The power of the Symposium is felt not only in its massive plenary sessions, but in the shared moments of illumination and discovery that occur unpredictably through the 125 workshops on its program. This year’s Symposium marked the debut of the Open Space, an opportunity for attendees to form small, informal groups on any common interests that they wished. The groups proved to be a way for some people to bring the tumult and overstimulation of the Symposium to a more manageable level. “I’ve been feeling so lonely this weekend,” one Open Space participant said. “But now I feel that I’m right where I need to be.” One Open Space group, meeting to discuss Cornel West’s comment that every white American was infected with some degree of racism, became an instant support group. Several of the white attendees agreed that West was right, that they did harbor thoughts ranging from condescending to hostile and acknowledging those thoughts actually created harmony.

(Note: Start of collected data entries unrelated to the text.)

PR #3056, opened 2024-10-07
feat: make OverlayExtensionConfig `ExtensionIPRange` field immutable

robogatikov:
**Reason for Change**:
We want to make OverlayExtensionConfig `extensionIPRange` field immutable to prevent accidental changes to the field. Network Containers are getting programmed for every IP address in this field's CIDR range, and DNC/DNC-RC will not support updating this field.

**Issue Fixed**:

**Requirements**:

- [ ] includes documentation
- [ ] adds unit tests

**Notes**:


timraymond:
Can you update the description to include "why?" There's not enough context here to understand why this particular field should be immutable as opposed to others.

robogatikov:
> Can you update the description to include "why?" There's not enough context here to understand why this particular field should be immutable as opposed to others.

Yeah, it was not very clear from the description. I hope it is better now.

nairashu (approved):

nairashu (approved):

PR #3057, opened 2024-10-08
feat: create a dummy NC to store secondary IPs in nodesubnet deployments with Cilium

santhoshmprabhu:
**Reason for Change**:
This PR introduces a "fake NC" that we use to integrate IPs for NodeSubnet into the CNS code. The members in this "NC" except the secondary IPs are hard-coded. These NCs are used to populate the CNS state in two situations - 
1. A new set of IPs are retrieved from the NMAgent
2. At startup, from the on-disk statefile.

In this PR, we have some of the APIs that will allow the 2 scenarios above to be implemented. Specifically, we have an API to create an NC request using a give list of secondary IPs, which will then be used to update the CNS state after a fetch from NMAgent. We also have an StateReconciler interface that creates functions for populating the CNS state from the on-disk statefile.

**Issue Fixed**:
NA

**Requirements**:

- [ ] includes documentation
- [x] adds unit tests

**Notes**:


cns/ipam/interfaces.go
```diff
@@ -0,0 +1,11 @@
+package ipam
+
+import (
+	"github.com/Azure/azure-container-networking/cns"
+	cnstypes "github.com/Azure/azure-container-networking/cns/types"
+	"github.com/Azure/azure-container-networking/crd/nodenetworkconfig/api/v1alpha"
+)
+
+type StateReconciler interface {
```
timraymond, line 9: It's a little odd to create a new package only for this one interface that you need in one place. It's likely better to move this to `./cns/nodesubnet` and unexport it.

cns/nodesubnet/initialization.go
```diff
@@ -0,0 +1,33 @@
...
+
+	"github.com/Azure/azure-container-networking/cns"
+	"github.com/Azure/azure-container-networking/cns/ipam"
+	"github.com/Azure/azure-container-networking/cns/logger"
+	"github.com/Azure/azure-container-networking/cns/types"
+	"github.com/pkg/errors"
+	"golang.org/x/exp/maps"
+)
+
+func ReconcileInitialCNSState(_ context.Context, ipamReconciler ipam.StateReconciler, podInfoByIPProvider cns.PodInfoByIPProvider) (int, error) {
```
timraymond, line 14: I appreciate trying to include context. Hopefully we can refactor that Reconcile function some day to support it.

cns/restserver/internalapi.go
```diff
@@ -378,9 +380,11 @@ func (service *HTTPRestService) ReconcileIPAMState(ncReqs []*cns.CreateNetworkCo
 		}
 	}
 
-	if err := service.MarkExistingIPsAsPendingRelease(nnc.Spec.IPsNotInUse); err != nil {
-		logger.Errorf("[Azure CNS] Error. Failed to mark IPs as pending %v", nnc.Spec.IPsNotInUse)
-		return types.UnexpectedError
+	if nnc != nil {
```
timraymond, line 383: Curious, how did this work before? If nnc == nil currently, L384 would have panicked.

santhoshmprabhu: It is currently never nil. But it will be in the future, in another PR that I plan to open after this one. In nodesubnet, we don't use NNCs.

cns/nodesubnet/initialization.go
santhoshmprabhu: I had actually tried to incorporate context, gave up in the end an made it `_`. :)

cns/ipam/interfaces.go
santhoshmprabhu: This isn't specific to nodesubnet though. Other deployment modes also have an IPAM state reconciliation step. I could put it in ./cns/ if you think that's not too broad.

cns/restserver/internalapi.go
rbtr: there is only one caller which doesn't allow a nil NNC to proceed
https://github.com/Azure/azure-container-networking/blob/79c2af56a536fff2205a1c90521f20616494708e/cns/service/main.go#L1134-L1143
I'm not opposed to re-checking in this func since we're passing a pointer around, but a nil NNC should be a fatal error and we should _immediately_ validate the inputs instead of getting mostly done with the work before we check it. 
Passing a nil ref is not a sustainable strategy for configuring behavior. It's hard to discover, except accidentally when we expect one behavior and are getting another because we _accidentally_ have a nil and should have errored earlier instead.

cns/ipam/interfaces.go
rbtr: Perhaps what Tim is trying to say is more that in Go interfaces are defined by the consumer, not the provider, to describe the behavior that an object must have to be _passed in to them_.  It usually doesn't make sense to have a public interface in a separate package like this. 

I don't see anything preventing this from being a private interface in the nodesubnet package, why does it matter that other modes have IPAM state reconciliation?

cns/restserver/internalapi.go
santhoshmprabhu: @rbtr , As you know, in Nodesubnet, we won't have any NNCs created, so this change is really to facilitate the use of this method to reconcile IPAM state for Nodesubnet, when no NNCs exist. Now, given we don't want nil as a parameter, I could pass an "empty" NNC, and then replace this check with a check on the `ncReq`, so that we don't end up trying to do NNC-specific  things in nodesubnet. Or I could just create a `ReconcileIPAMStateForNodesubnet` method that'd be substantially similar to this function, but without the NNC parameter. Shall I go with the empty NNC approach?

cns/ipam/interfaces.go
santhoshmprabhu: I can make it private, but that will leave two different private interfaces that are exactly the same - there's[this one](https://github.com/Azure/azure-container-networking/blob/master/cns/service/main.go#L1126) as well as what we are now discussing. If we keep this exposed, we can remove the other private interface in my next PR that will actually finish the implementation of nodesubnet.

rbtr: The point of [this interface](https://github.com/Azure/azure-container-networking/blob/master/cns/service/main.go#L1127C2-L1127C159) is to abstract the inputs in to [this function](https://github.com/Azure/azure-container-networking/blob/master/cns/service/main.go#L1132). _Anything_ that satisfies that interface signature is an acceptable input into that function. That's the only purpose that this interface definition exists for. Your code in a different package should define and accept a local interface which describes the behavior that it needs. If that happens to be the same right now, that's fine.
This has some context on the antipattern that we're trying to prevent from developing here: https://medium.com/@cep21/preemptive-interface-anti-pattern-in-go-54c18ac0668a

timraymond: Also relevant from the Go proverbs: ["A little copying is better than a little dependency"](https://www.youtube.com/watch?v=PAAkCSZUG1c&t=9m28s)

santhoshmprabhu: Done.

cns/restserver/internalapi.go
santhoshmprabhu: @rbtr, thoughts?

cns/nodesubnet/initialization.go
```diff
@@ -0,0 +1,36 @@
...
+	"golang.org/x/exp/maps"
+)
+
+type ipamReconciler interface {
+	ReconcileIPAMStateForNodeSubnet(ncRequests []*cns.CreateNetworkContainerRequest, podInfoByIP map[string]cns.PodInfo) cnstypes.ResponseCode
+}
+
+func ReconcileInitialCNSState(_ context.Context, ipamReconciler ipamReconciler, podInfoByIPProvider cns.PodInfoByIPProvider) (int, error) {
+	// Get previous PodInfo state from podInfoByIPProvider
+	podInfoByIP, err := podInfoByIPProvider.PodInfoByIP()
```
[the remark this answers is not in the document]
santhoshmprabhu: No. That is asynchronous. What this does is, it reads IPs from the statefile, assumes that they are valid, and creates entries for them in the pool. After this is done, we will start the async refresh, which will fetch the full list of IPs from NMAgent and add them to the pool. The conflist generation is blocked until the NMAgent fetch happens. So this is just step 1 in populating the IP pool.

cns/restserver/internalapi.go
santhoshmprabhu: The function is now broken into smaller functions, and we don't use the nil parameter anymore. Resolving this thread to allow merge to proceed. We have a todo in the code to address any further feedback.

cns/NetworkContainerContract.go
```diff
@@ -55,6 +55,7 @@ const (
 	JobObject              = "JobObject"
 	COW                    = "COW" // Container on Windows
 	BackendNICNC           = "BackendNICNC"
+	NodeSubnet             = "NodeSubnet" // Artificial Container Type for NodeSubnet
```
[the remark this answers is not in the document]
santhoshmprabhu: Done.

cns/NetworkContainerContract.go
```diff
@@ -66,6 +68,7 @@ const (
 	AzureFirstParty = "AzureFirstParty"
 	KubernetesCRD   = "KubernetesCRD"
 	// TODO: Add OrchastratorType as CRD: https://msazure.visualstudio.com/One/_workitems/edit/7711872
+	KubernetesNodeSubnet = "KubernetesNodeSubnet"
```
tamilmani1989, line 71: why do we need this. why can't we reuse `KubernetesCRD`

tamilmani1989: may be we can keep this and remove nodesubnet constant..

santhoshmprabhu: I had not used CRD because at the end of the day there is no CRD being used here. We can use this string instead of NodeSubnet, but they represent two different things - one is NC type, the other is Orchestrator type. It might be confusing to use the same string for both.

santhoshmprabhu: Discussed with @tamilmani1989, removing newly introduced constants.

tamilmani1989 (approved):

Navigating a hotel nearly bursting with therapists of every conceivable orientation doesn’t exactly breed a sense of intimacy and simplicity. At times, the Symposium can seem like an insane marketplace purveying sanity, but for those who experience renewal while they are there, it’s about revivifying the possibility of human connection. Perhaps the ultimate marvel of human complexity is that while we keep inventing excuses and distractions to turn away from ourselves and from one another, we still yearn to touch and be touched, and, in spite of all the obstacles the world increasingly creates, we still so often succeed.